What is the order of calling destructors for temporaries in C++?

Question

Consider the following code:

#include <iostream>

struct A {
  ~A() { std::cout << "~A" << std::endl; }
};

struct B {
  ~B() { std::cout << "~B" << std::endl; }
};

struct C {
  ~C() { std::cout << "~C" << std::endl; }

  void operator<<(const B &) {}
};

C f(const A &a = A()) {
  return C();
}

int main() {
  f(A()) << B();
}

Compiling with GCC and running gives the following output:

~C
~A
~B

Is it guaranteed that the destructors for temporary objects of types A, B and C will be called in this order when compiled with other compilers? In general, what is the order of destructor calls for temporaries if there is any?

Answer 1

Let's talk about subexpressions and their sequencing. If E1 is sequenced before E2, that means E1 must be fully evaluated before E2 is. If E1 is unsequenced with E2, that means E1 and E2 may be evaluated in any order.

For f(A()) << B(), which is in your case the same as f(A()).operator<<(B()), we know that:

• A() is sequenced before f(...),
• f(...) is sequenced before operator<< and
• B() is sequenced before operator<<

This also tells us that:

• A() is sequenced before operator<<
• A() is unsequenced with B()
• f(...) is unsequenced with B()

If we assume RVO, so as not to complicate things, the possible order a compiler could evaluate the subexpressions in are:

• A() -> f(...) -> B(), yielding ~B() -> ~C() -> ~A()
• A() -> B() -> f(...), yielding ~C() -> ~B() -> ~A()
• B() -> A() -> f(...), yielding ~C() -> ~A() -> ~B()

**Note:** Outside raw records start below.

PR #1712, opened 2018-12-21
New major version: Hypothesis 4.0

### LINKED ISSUE #1696: Hypothesis v4: scheduled for early 2019
Like the elusive "Python 4", Hypothesis 4.0 will not be an exciting upgrade or include any new features.  

**The only change will be removing (most) deprecated functionality.**

However, even deprecated functionality will be kept if it was an officially supported way to do something within six months of the final release date, to make migration as easy as possible.  Weird accidental edge cases deprecated more recently may be removed anyway, at the maintainer's discretion.

Noting that it's been a while since we tried this in #1134 and #1156 (under different constraints), we are basically doing this from scratch.  Here's a first attempt at a checklist:

- [x] Remove unused exception types decf643a41dd53aad7558ff747a5d3a0face7d1e
- [x] Remove Faker extra, tests, docs, setuptools metadata, CI and tox jobs, isort entry, tests README entry.  Consider cherry-picking.
- [x] Remove datetime extra, tests, docs, setuptools metadata, tests README entry
- [x] Remove unused HealthCheck values
- [x] Remove all deprecated settings.  Clean up related now-needless code in settings initialisation and the database module.  Check docs for mentions of those settings, environment variables, etc.
- [x] Remove SQLite example database
- [x] Remove `streaming` strategy, `__all__` entry, all imports, tests, class in searchstrategy/types.py, hypothesis.types.Stream, tests for Stream.  Grep for `streaming|Stream` to check.
- [x] Remove `choices` strategy, `__all__` entry, tests, references in test_type_lookup blacklist and check_sample deprecation/error message.  Grep for `choices` to check.
- [x] Remove all deprecated arguments to strategies
- [x] Turn all uses of `note_deprecation` into an error, except for recent deprecations as noted above.

And ensure that all tests and linters pass before and after each of these changes, so they remain mostly atomic and can easily be rebased and/or cherry-picked if needed later.

Please comment with anything that I've missed!

Zac-HD:
This is a fairly serious attempt at the Hypothesis 4 upgrade, which aims to remove (almost) everything deprecated before 2018-07-05 and generally give maintainers and users a clean slate with as few legacy issues as we can.  Closes #1696.


kxepal:
Nice! :tada:

hypothesis-python/src/hypothesis/_settings.py
```diff
@@ -310,10 +302,11 @@ def _define_setting(
             options = tuple(options)
             assert default in options
 
-        if future_default is not_set:
+        # No branch on these conditions because we don't have any deprecated
```
dchudz: It might be easier to write a new test for this with a fake setting than to keep track of when to add and remove the `pragma: no branch`.

If you want it, I think this works:

```
from hypothesis import _settings
def test_deprecated_setting():
    fake_all_settings = {}
    with mock._patch_object(_settings, 'all_settings', fake_all_settings):
        with mock._patch_object(settings, '_settings__definitions_are_locked', False):
            settings._define_setting(
                "fake_deprecated_setting",
                default=60,
                description="fake deprecated setting",
                deprecation_message="is deprecated!",
                deprecated_since="2017-11-02",
                future_default=unlimited,
                hide_repr=False)
        assert fake_all_settings['fake_deprecated_setting'].future_default == unlimited
        assert fake_all_settings['fake_deprecated_setting'].hide_repr == False

```

Zac-HD: Looking into this in more detail, we can actually delete these entirely.  Our current practice for deprecations is to implement the new behaviour immediately, and only keep the deprecated interface as a warning-emitting shim.

Under this model, `future_default` is *always*` `not_set`, and we will never have a `timeout`-like case where we need to show the default value of a deprecated setting because it still has an effect.

dchudz: Cool!

dchudz: Cool!

Zac-HD:
@HypothesisWorks/hypothesis-python-contributors: this is now ready for review!  Personally I'd go one commit at a time; it's a bit slower but helps to keep everything logically grouped. :smile:

hypothesis-python/src/hypothesis/core.py
```diff
@@ -852,7 +852,7 @@ def wrapped_test(*arguments, **kwargs):
             test = wrapped_test.hypothesis.inner_test
 
             if getattr(test, "is_hypothesis_test", False):
-                note_deprecation(
+                raise InvalidArgument(
                     (
                         "You have applied @given to test: %s more than once. In "
                         "future this will be an error. Applying @given twice "
```
Zalathar: Now that this is an error, we can lose “In future this will be an error”.

hypothesis-python/src/hypothesis/_settings.py
```diff
@@ -539,31 +533,26 @@ class Setting(object):
...
     if n is unlimited:
-        return -1
-    else:
+        note_deprecation(
+            "The timeout setting has been removed.  Use deadline instead, "
+            "or simply delete it from your settings.",
+            since="RELEASEDAY",
+        )
         return n
+    raise InvalidArgument(
```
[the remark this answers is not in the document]
Zac-HD: Yes, `tests.cover.test_settings::test_setting_to_unlimited_is_not_error_yet`

hypothesis-python/src/hypothesis/_settings.py
```diff
@@ -159,6 +160,12 @@ def __getattr__(self, name):
 
     def __init__(self, parent=None, **kwargs):
         # type: (settings, **Any) -> None
+        if kwargs.get("derandomize"):
+            if kwargs.get("database") is not None:
+                warnings.warn(
```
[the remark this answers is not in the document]
Zac-HD: I'd be inclined to leave it: anyone running `-Werror` expects it but we don't have to be pedantic for everyone else, and `derandomize=True` actually replaces the database function of "rerun this and see the same bug again".

hypothesis-python/src/hypothesis/core.py
Zac-HD: Thanks for spotting it!

Zac-HD:
So... [these check functions](https://travis-ci.org/HypothesisWorks/hypothesis/jobs/472583079#L1131) are "always passing", even though there are existing tests that make them fail *and I added more in the last commit*.  Any ideas?

DRMacIver:
> So... these check functions are "always passing", even though there are existing tests that make them fail and I added more in the last commit. Any ideas?

I haven't traced through the code yet, but is it possible those paths are being guarded by an earlier check for validity so that the errors you're testing for are actually being raised earlier?

Zac-HD:
I've manually traced all the paths and (un) fortunately they're all trivial so that can easily be ruled out.  

Of the four, three are the first check on that path in `run_state_machine_as_test` and the last is the third check in `characters()`.  In that case, the first two trivially check that the sizes are valid, and the 'bad' check is that they form a valid interval... but the test passing `min_codepoint=42, max_codepoint=24` apparently doesn't cover it (though it does raise `InvalidArgument and the test therefore passes) :sob:

DRMacIver:
> apparently doesn't cover it (though it does raise `InvalidArgument and the test therefore passes)

I'm definitely not rulling out the possibility that the checking is buggy, but have you manually inspected the stack trace of that `InvalidArgument` to make triply sure it's coming from the right place?

Zac-HD:
Yep :sob: 

```python-traceback
  File "C:\Users\Zac\Documents\GitHub\hypothesis-python\hypothesis-python\tests\cover\test_simple_characters.py", line 37, in test_bad_codepoint_arguments
    characters(min_codepoint=42, max_codepoint=24).example()
  File "c:\users\zac\documents\github\hypothesis-python\hypothesis-python\src\hypothesis\searchstrategy\strategies.py", line 310, in example
    phases=tuple(set(Phase) - {Phase.shrink}),
  File "c:\users\zac\documents\github\hypothesis-python\hypothesis-python\src\hypothesis\core.py", line 1044, in find
    specifier.validate()
  File "c:\users\zac\documents\github\hypothesis-python\hypothesis-python\src\hypothesis\searchstrategy\strategies.py", line 377, in validate
    self.do_validate()
  File "c:\users\zac\documents\github\hypothesis-python\hypothesis-python\src\hypothesis\searchstrategy\lazy.py", line 122, in do_validate
    w = self.wrapped_strategy
  File "c:\users\zac\documents\github\hypothesis-python\hypothesis-python\src\hypothesis\searchstrategy\lazy.py", line 112, in wrapped_strategy
    base = self.__function(*self.__args, **self.__kwargs)
  File "c:\users\zac\documents\github\hypothesis-python\hypothesis-python\src\hypothesis\_strategies.py", line 886, in characters
    check_valid_interval(min_codepoint, max_codepoint, "min_codepoint", "max_codepoint")
  File "c:\users\zac\documents\github\hypothesis-python\hypothesis-python\src\hypothesis\internal\validation.py", line 144, in check_valid_interval
    % (upper_name, upper_bound, lower_name, lower_bound)
hypothesis.errors.InvalidArgument: Cannot have max_codepoint=24 < min_codepoint=42
```

Zalathar:
Maybe I'm misreading, but isn't that log saying that the offending checks always *failed*?

https://github.com/HypothesisWorks/hypothesis/blob/8726b80a176ef8a82164f5edda9ccf3df16ea9e0/hypothesis-python/src/hypothesis/internal/coverage.py#L88-L95

`passed` is part of the check description. The check then gets recorded as true if it succeeded, or false if it failed. The log is complaining that these checks were always false, i.e. always failed.

Zalathar:
Maybe I'm misreading, but isn't the log saying that the offending checks always *failed*?

https://github.com/HypothesisWorks/hypothesis/blob/8726b80a176ef8a82164f5edda9ccf3df16ea9e0/hypothesis-python/src/hypothesis/internal/coverage.py#L88-L95

`passed` is part of the check description. The check is recorded as true if it succeeded, and false if it failed. The log is complaining that these checks were always false, i.e. they always failed.

Zalathar:
I had `branch-check` open in my editor, and at some point in the middle of `./build.sh check-coverage` it appeared to have its contents wiped.

That would partly explain mysterious failures in `validate_branch_check.py`, though I don't yet know what is causing the deletion.

Zalathar:
I can confirm that `branch-check` gets truncated twice by `coverage.py`, and the second truncation happens in the middle of the test run.

I'll re-run my checks on master to see if this has been happening all along and we just hadn't noticed.

Zac-HD:
Yay!  After rebasing on @Zalathar's fix in #1719, we're back to full coverage without any actual changes needed :sweat_smile:

hypothesis-python/src/hypothesis/_settings.py
```diff
@@ -539,31 +533,26 @@ class Setting(object):
 
 
 def _validate_timeout(n):
+    assert n is not not_set, "Validation is skipped if the value is not_set"
     if n is unlimited:
-        return -1
-    else:
+        note_deprecation(
+            "The timeout setting has been removed.  Please delete it from your "
+            "settings, and optional configure the `deadline` setting to replace it.",
```
alexwlchan: nit: "optionally"

hypothesis-python/RELEASE.rst
```diff
@@ -0,0 +1,72 @@
...
+Welcome to the next major version of Hypothesis!
+
+There are no new features here, as we release those in minor versions.
+Instead, 4.0 is a chance for us to remove deprecated features (many already
+converted into no-ops), and turn a variety of warnings into errors.
+
+If you were running on the last version of Hypothesis 3.x *without any
+Hypothesis deprecation warnings*, this will be a very boring upgrade.
+**In fact, nothing will change for you at all.**  Per our deprecation
+policy, we have also retained all deprecations added in the last six
```
alexwlchan: Can we link to a policy here?

hypothesis-python/RELEASE.rst
```diff
@@ -0,0 +1,72 @@
...
+  no longer supported, as the ``database_file`` setting has been removed.
+- The ``HYPOTHESIS_VERBOSITY_LEVEL`` environment variable was deprecated
+  and is no longer supported.  You can use the ``--hypothesis-verbosity``
+  pytest argument instead, or write your own setup code using the settings
+  profile system to replace it.
+- Using :func:`@seed <hypothesis.seed>` or
+  :obj:`derandomize=True <hypothesis.settings.derandomize>` now forces
+  :obj:`database=None <hypothesis.settings.database>` to ensure results
+  are in fact reproducible.  If :obj:`~hypothesis.settings.database` is
+  *not* ``None``, doing so also emits a ``HypothesisWarning``.
```
alexwlchan: You removed a bunch of exception types in `9485d18`, but haven't listed them by name here.

hypothesis-python/RELEASE.rst
```diff
@@ -0,0 +1,72 @@
...
+- ``hypothesis.extra.datetime`` has been removed, replaced by the core
+  date and time strategies.
+- ``hypothesis.extra.fakefactory`` has been removed, replaced by general
+  expansion of Hypothesis' strategies and the third-party ecosystem.
+- The SQLite example database backend has been removed.
+
+Settings
+~~~~~~~~
+- The :obj:`~hypothesis.settings.deadline` is now enforced by default, rather than just
+  emitting a warning when the default (200 millisecond per test case) deadline is exceeded.
```
alexwlchan: nit?
```suggestion
   emitting a warning when the default (200 milliseconds per test case) deadline is exceeded.
```

hypothesis-python/src/hypothesis/internal/conjecture/engine.py
```diff
@@ -334,26 +333,6 @@ def test_function(self, data):
...
-                    "This functionality will go away in a future release "
-                    "and you should not rely on it. Instead, try setting "
-                    "max_examples to be some value lower than %d (the number "
-                    "of examples your test successfully ran here). Or, if you "
-                    "would prefer your tests to run to completion, regardless "
-                    "of how long they take, you can set the timeout value to "
-                    "hypothesis.unlimited."
-                )
-                % (self.settings.timeout, self.valid_examples),
-                since="2018-07-29",
```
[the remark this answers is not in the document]
Zac-HD: That's true, but the timeout setting itself has been deprecated for significantly longer - and in v4 it's an error to set it to a number rather than `unlimited`.  This deprecation warning is therefore dead code, and could only be retained if we also kept the `timeout` setting (to which: noooo :scream:).

hypothesis-python/RELEASE.rst
Zac-HD: Now in the Misc section.

hypothesis-python/RELEASE.rst
Zac-HD: Not sure why the suggested diffs always add leading space, but I've fixed (and rebased) this now.

hypothesis-python/src/hypothesis/_settings.py
```diff
@@ -523,47 +423,27 @@ class Setting(object):
...
-    deprecation_message="""
-The timeout setting is deprecated and will be removed in a future version of
-Hypothesis. To get the future behaviour set ``timeout=hypothesis.unlimited``
-instead (which will remain valid for a further deprecation period after this
-setting has gone away).
-""",
-    deprecated_since="2017-11-02",
-    future_default=unlimited,
+    default=not_set,
+    description="A deprecated setting.  Use `deadline` instead.",
```
DRMacIver: I don't think this is a good deprecation message. `timeout` and `deadline` are not at all equivalent - they do very different things. I'd be inclined to have a message more like "timeout has been deprecated and no longer does anything. This setting can safely be removed with no effect."

alexwlchan:
I’m going to review this in reverse commit order.

hypothesis-python/src/hypothesis/internal/renaming.py
```diff
@@ -1,87 +0,0 @@
...
-            return f(**kwargs)
-
-        # This decorates things in the public API, which all have docstrings.
-        # (If they're not in the public API, we don't need a deprecation path.)
-        # But docstrings are stripped when running with PYTHONOPTIMIZE=2.
-        #
-        # If somebody's running with that flag, they don't expect any
-        # docstrings to be present, so this message isn't useful.  Absence of
-        # a docstring is a strong indicator that they're running in this mode,
-        # so skip adding this message if that's the case.
```
alexwlchan: Look at all this red! 🎉

hypothesis-python/src/hypothesis/_settings.py
```diff
@@ -159,35 +159,20 @@ def __getattr__(self, name):
...
-                kwargs["database"] = ExampleDatabase(kwargs["database_file"])
-        if not kwargs.get("perform_health_check", True):
-            kwargs["suppress_health_check"] = HealthCheck.all()
-        if kwargs.get("max_shrinks") == 0:
-            kwargs["phases"] = tuple(
-                p for p in _validate_phases(kwargs.get("phases")) if p != Phase.shrink
-            )
+        if kwargs.get("derandomize"):
+            if kwargs.get("database") is not None:
+                warnings.warn(
```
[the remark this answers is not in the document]
Zac-HD: Added a comment 😄 

(and thanks for the review, I realise it's a huge PR and really appreciate it)

hypothesis-python/tests/cover/test_settings.py
```diff
@@ -480,3 +392,29 @@ class StateMachine(GenericStateMachine):
...
+
+
+def test_seed_emits_warning_if_database_is_configured():
+    with pytest.raises(HypothesisWarning):
+
+        @seed(0)
+        @settings(database=ExampleDatabase(":memory:"))
+        @given(st.integers())
+        def test(i):
+            pass
```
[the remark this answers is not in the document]
Zac-HD: Done.

hypothesis-python/src/hypothesis/database.py
```diff
@@ -19,37 +19,26 @@
...
             note_deprecation(
                 "The $HYPOTHESIS_DATABASE_FILE environment variable is "
-                "deprecated, and will be ignored by a future version of "
-                "Hypothesis.  Configure your database location via a "
-                "settings profile instead.",
-                since="2018-04-01",
+                "deprecated, and no longer has any effect.  Configure your "
+                "database location via a settings profile instead.\n"
+                "https://hypothesis.readthedocs.io/en/latest/settings.html#settings-profiles",
+                since="2018-08-15",
```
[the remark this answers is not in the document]
Zac-HD: Commented.  And un-changed the date; that was a holdover from adding `assert date >= "2018-08-15"` to find anything I'd missed.

Zac-HD:
@alexwlchan - I'm going to defer fixing the merge conflicts until you finish reviewing (or tell me to get on with it) so that the commits don't change.  Of the remaining changes, the three settings-related commits are fairly complex but the rest should be straightforward.  And thanks for the reviews so far!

The latter is the order observed in the OP. Note that the order of destruction is always the reverse order of construction.

Answer 2

The order of evaluation of expression f(A()) << B(); is not specified. Thus, the order of construction/destruction is not specified as well.

Answer 3

The order of evaluation of operands of << is unspecified. Hence, order is not guaranteed. Only the short-circuiting operators &&, ||, the ternary operator ?:, and the comma , operator has well-defined order of evaluation of operands. For others, it is not necessary that the left operand has to be evaluated before the right operand (or vice-versa).

Further, do not confuse operator precedence or associativity with order of evaluation. For a given expression E1 op E2, it is only necessary that before the operator op is applied, both E1 and E2 should be evaluated, but between themselves, E1 and E2 could be evaluated in any order.

Precedence rules decide the order in which operators are applied when there's more than 1 operator in an expression, such as E1 op1 E2 op2 E3.

Associativity is used to decide which operands bind to which operator, when the same operator is used more than once, that is, in E1 op E2 op E3, whether it is interpreted as (E1 op E2) op E3 or E1 op (E2 op E3).